From the Project Explorer create a view in any module.
Open the property inspector for the view by right-clicking the view and selecting Properties.
Click the User Defined tab and select the view in the left-hand panel. The newly created UDPs are displayed.
You can modify the values of any of the UDPs from the graphical user interface.
Figure 8-1 displays the UDP that was created in the User Defined tab.
OMBREDEFINE CLASS_DEFINITION 'VIEW' DELETE PROPERTY_DEFINITION 'UD_VERSION'
All UDOs must belong to a module, and the module itself is a UDO. This module acts as the topmost container holding other objects within it. A module can contain folders, first class objects (FCOs), and second class objects (SCOs). Similarly, a folder can contain other folders, FCOs, and SCOs. An FCO can contain one or more SCOs.
UDOs exhibit a parent-child relationship. The module is the topmost parent. An FCO within a module is a child element of the module. Similarly, an SCO within an FCO is a child element of the FCO. For example, an Oracle module is a parent module. A table within this module is an FCO and a column within the table is an SCO.
To define new objects for the workspace, complete the following steps:
Carefully plan the new additions to the workspace.
Before you begin, fully review the remainder of this chapter and become familiar with the necessary scripting commands.
Log in to the client as an administrator and in single user mode.
Design the UDO based on the steps described in "Writing Scripts to Define UDOs".
Once you create the UDO through scripting, you can use the graphical user interface to create and edit the objects it contains.
Log in to the Design Center and view the new objects as described in "Working with UDOs and UDPs".
Verify that the new objects display as intended.
(Optional) Assign a new icon to the UDO, as described in"Creating New Icons for Workspace Objects".
Notify users that they can log in to the client.
Create a user defined module: This will be the parent module.
Define the object type: Define the module as a folder that can contain other objects.
Define FCOs and SCOs: Create user-defined FCOs and SCOs for the UDO, and assign physical names to these objects. For example,
UD_WORKBOOK is a valid physical name. You can also indicate a business name and plural name, both of which are displayed in the Design Center and in editors. Continuing the previous example,
Workbooks are likely entries for the business name and plural name, respectively. If you do not specify these values, then they default to the physical name.

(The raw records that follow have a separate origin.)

Issue #1932, opened 2015-03-17
Fix sticky header in complex dialog


mtraynham:
Honestly, the base dialog is pretty bland, even if it does follow the [spec design](http://www.google.com/design/spec/components/dialogs.html#dialogs-specs).  The one shown in the docs is much nicer looking, but kind of a pain to get set up.

I suggest adding a css class to md-dialog, say, `<md-dialog class="md-complex-dialog"`, would be much more useful than multiple users trying to recreate the look and feel of the demo.

I was able to re-create that look and feel with the following css:
```
md-dialog.md-complex-dialog .md-subheader {
  margin: 0;
}
md-dialog.md-complex-dialog .md-subheader.md-sticky-clone {
  box-shadow: 0 2px 4px 0 rgba(0, 0, 0, 0.16);
}
md-dialog.md-complex-dialog > md-content {
  padding: 0;
}
md-dialog.md-complex-dialog > md-content > :not(.md-subheader) {
  padding-left: 24px;
  padding-right: 24px;
}
md-dialog.md-complex-dialog > md-content > :not(.md-subheader):first-of-type {
  padding-top: 24px;
}
md-dialog.md-complex-dialog > md-content > :not(.md-subheader):last-of-type {
  padding-bottom: 24px;
}
```

And usage in a dialog would look like:
```
<md-dialog class="md-complex-dialog" aria-label="Test Header">
    <md-content>
        <md-subheader class="md-primary">Test Header</md-subheader>
        <p>Message</p>
    </md-content>
</md-dialog>
```

epelc:
+1

marcysutton:
I'm not clear on what this is trying to solve that the framework doesn't do already. I cleaned up some of the CSS in https://github.com/angular/material/pull/2662, but before adding a CSS class I need to understand the problem. Sticky headers in dialogs are a known issue.

epelc:
I just wanted the sticky header like in the custom dialog demo.

marcysutton:
The sticky header doesn't currently work in the custom dialog demo–that feature is due for a refactor. If it did work though, it should be accomplishable without adding extra CSS.

mtraynham:
@marcysutton I created this issue because I wanted to replicate the complex dialog in the documentation.  After seeing the demo, I can guarantee that I'm not the only one trying to replicate that look and feel.  The out-of-box dialog is stark with color and really bland, which does not do well for things like forms with headers.

[...]

PR #2662, opened 2015-05-01
fix(dialog): style cleanup, action bar renaming

marcysutton:
When looking into https://github.com/angular/material/issues/1932, I found that some of the dialog styles either should have been in `dialog.scss` instead of the demo CSS or they weren't being used at all. Known issue: sticky headers in dialogs are currently not working.

This PR also updates dialogs to use `<md-dialog-actions>` instead of `<div class="md-actions">`, and cards to use `<md-card-actions>`.


marcysutton:
@ThomasBurleson I'm hesitant to merge this until our docs site is locked on a release. It will show a different HTML API for dialogs than what's in 0.9.0.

Define object properties: Define the properties for all the objects you create. Some properties, such as Name, Business_Name, Plural_Name, and Description, are assigned automatically to any newly created object.

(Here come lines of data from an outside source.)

PR #2670, opened 2015-05-02
fix(list): Do not ignore spaces in descendant textareas.

### LINKED ISSUE #2668: mdListItem: spaces are ignored in descendant textarea
When using a `textarea` element inside an `md-list-item` (no proxy) all spaces are ignored. This behaviour can be observed in Chrome 42 (Windows, Ubuntu) and Internet Explorer. Due to another bug in the `mdListItemDirective`, the problem does not appear in Firefox.

The culprit is inside the [following lines](https://github.com/angular/material/blob/f66e4718451b90cd27f393a2bbc46e3e6891a61e/src/components/list/list.js#L206-L216) of the `mdListItemDirective`:

``` js
        if (!hasClick && !proxies.length) {
          firstChild.addEventListener('keypress', function(e) {
            if (e.target.nodeName != 'INPUT') {
              if (e.keyCode == $mdConstant.KEY_CODE.SPACE) {
                firstChild.click();
                e.preventDefault();
                e.stopPropagation();
              }
            }
          });
        }
```

All spaces, except those on `input` elements, are prevented. I think this should be changed to:

``` js
if (e.keyCode == $mdConstant.KEY_CODE.SPACE) {
  if (e.target.nodeName != 'INPUT' && e.target.nodeName != 'TEXTAREA') {
    ...
  }
}
```

In Firefox, the above code does not trigger since `e.keyCode` returns 0. This can be fixed by also checking `e.which`, which is also done in (for example) the [radioGroupDirective](https://github.com/angular/material/blob/977a495e7d3de27bebabdebaaf5611c9d06a1e22/src/components/radioButton/radioButton.js#L72).

Frank3K:
Fixes #2668.

### DIFF
--- a/src/components/list/list.js
+++ b/src/components/list/list.js
@@ -205,8 +205,9 @@ function mdListItemDirective($mdAria, $mdConstant, $timeout) {
 
         if (!hasClick && !proxies.length) {
           firstChild.addEventListener('keypress', function(e) {
-            if (e.target.nodeName != 'INPUT') {
-              if (e.keyCode == $mdConstant.KEY_CODE.SPACE) {
+            if (e.target.nodeName != 'INPUT' && e.target.nodeName != 'TEXTAREA') {
+              var keyCode = e.which || e.keyCode;
+              if (keyCode == $mdConstant.KEY_CODE.SPACE) {
                 firstChild.click();
                 e.preventDefault();
                 e.stopPropagation();


src/components/list/list.js
```diff
@@ -205,8 +205,9 @@ function mdListItemDirective($mdAria, $mdConstant, $timeout) {
 
         if (!hasClick && !proxies.length) {
           firstChild.addEventListener('keypress', function(e) {
-            if (e.target.nodeName != 'INPUT') {
-              if (e.keyCode == $mdConstant.KEY_CODE.SPACE) {
+            if (e.target.nodeName != 'INPUT' && e.target.nodeName != 'TEXTAREA') {
+              var keyCode = e.which || e.keyCode;
```
ThomasBurleson: @Frank3K - why are you using the **deprecated** event property `e.which` ?

Frank3K: For compatibility with Firefox, which returns 0 for `e.keyCode` here. This fallback is more than once in the material source. See my comments in the corresponding issue (#2668).

ThomasBurleson:
A unit test is also missing to validate this logic change/enhancement.

Frank3K:
Never really wrote a Jasmine unit test before. I'm stuck at generating the keydown/keypress (not sure which of the two I need here) events. The textarea does not seem to pick up the value.

When looking at other material `.spec.js` files I see them using `.triggerHandler()` or calling methods directly on the corresponding controller. The latter option can't be done here, since there is no method to call. I'm not sure if the first option should be able work here; I can't get it working yet.

I tried the following:

Added method:
```js
  function keyPress(target, key) {
    var event = document.createEvent('Event');
    event.keyCode = key;
    event.initEvent('keydown');
    target.dispatchEvent(event);
    console.log(event);
  }
```

The test itself (testing with an `a` now for clearer debugging):
```js
  it('allows spaces in a nested textarea', function() {
    var listItem = setup('<md-list-item><textarea></textarea></md-list-item>');
    var textarea = listItem.children()[0];
    keyPress(textarea, 'a'.charCodeAt(0));
    expect(textarea.value).toBe('a');
  });
```

The `textarea.value` always seems to be blank when running this test.

Anyone who can give me any pointers? I'll try fixing it tomorrow.

Frank3K:
Also tried using the following code, inspired by [checkbox.spec.js](https://github.com/angular/material/blob/48ee9867cd44f7a387e78d4a323f5a9e44382550/src/components/checkbox/checkbox.spec.js#L130-L134)

```js
  function keyPress(target, code) {
    angular.element(target).triggerHandler({
      type: 'keypress',
      keyCode: code
    });
  }
```

Which does not work, since it (as the name says) probably only triggers the attached handler(s).

Currently out of ideas on how to fix this. Any tips are appreciated.

ThomasBurleson:
@Frank3K - `browserTrigger(...)` does not work either.Give the team a day or two to investigate unit tests for space keypresses. Thx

Add component definition: All parent objects need to be assigned a component definition. The child elements have to be added to the component definition. The component definition determines the lifetime of child elements. For example, a column cannot exist if the parent table is deleted.

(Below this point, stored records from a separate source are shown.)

PR #2672, opened 2015-05-02
fix(select): expose and preserve aria-label

marcysutton:
Select previously used `aria-labelledby` pointing to `<md-select-label>`, which worked fine until a value was selected, wiping out the accessible name for the select. To inform screen reader users what a particular select is for, the contents from `placeholder=""` or `<md-select-label>` are copied to an `aria-label` attribute on `<md-select>` instead. A warning is logged to the console if neither value is present.

Closes https://github.com/angular/material/issues/1893


ThomasBurleson:
@marcysutton - love your PRs with unit tests added. :+1:

PR #2673, opened 2015-05-02
fix($mdCompiler): was overwriting `resolve` and `locals` option values

### LINKED ISSUE #2614: $mdCompiler breaks if called multiple times with the same options object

Define association types: Create association types to indicate the types of relationships a UDO can have with workspace objects and other UDOs. You need to perform this step only if you want end users to later relate the UDO to specific instances of objects. For instance, in your script you could associate the UDO with tables and views. In the Design Center, end users could then relate instances of the UDO with specific tables and views. Warehouse Builder displays these relationships in impact and lineage analysis reports.
Assign icons (optional): See "Creating New Icons for Workspace Objects".
Save the changes.
This section provides an example to create UDOs modeled on a Java application. The Java application acts as a module. This module contains classes (FCOs), and those classes contain methods (SCOs). Within a method, you can model the lines of code. From a business standpoint, this is of interest because a particular line of code in an application may be impacted by a change in a database table if it is used within a SQL (JDBC) statement.
Figure 8-2 displays the structure of the UDO.
To create the UDOs, perform the following steps:
Log in to the Oracle Warehouse Builder client as an administrator and open the OMB Plus window. Make sure that you are logged in single user mode.
First create a module definition and set properties for this module:
OMBDEFINE MODULE CLASS_DEFINITION 'UD_JAVA_APP' \ SET PROPERTIES (BUSINESS_NAME, PLURAL_NAME) \ VALUES ('Java Application', 'Java Applications')
This defines the module definition and sets certain properties common to all objects. BUSINESS_NAME is the user-friendly name for an object. If the Naming mode preference for the Design Center is switched to Business mode, then the value set for BUSINESS_NAME is displayed for the object. PLURAL_NAME is the label that is used to show where multiple instances of an object are shown, such as the label used for a tree node in the Design Center that contains several instances of the object.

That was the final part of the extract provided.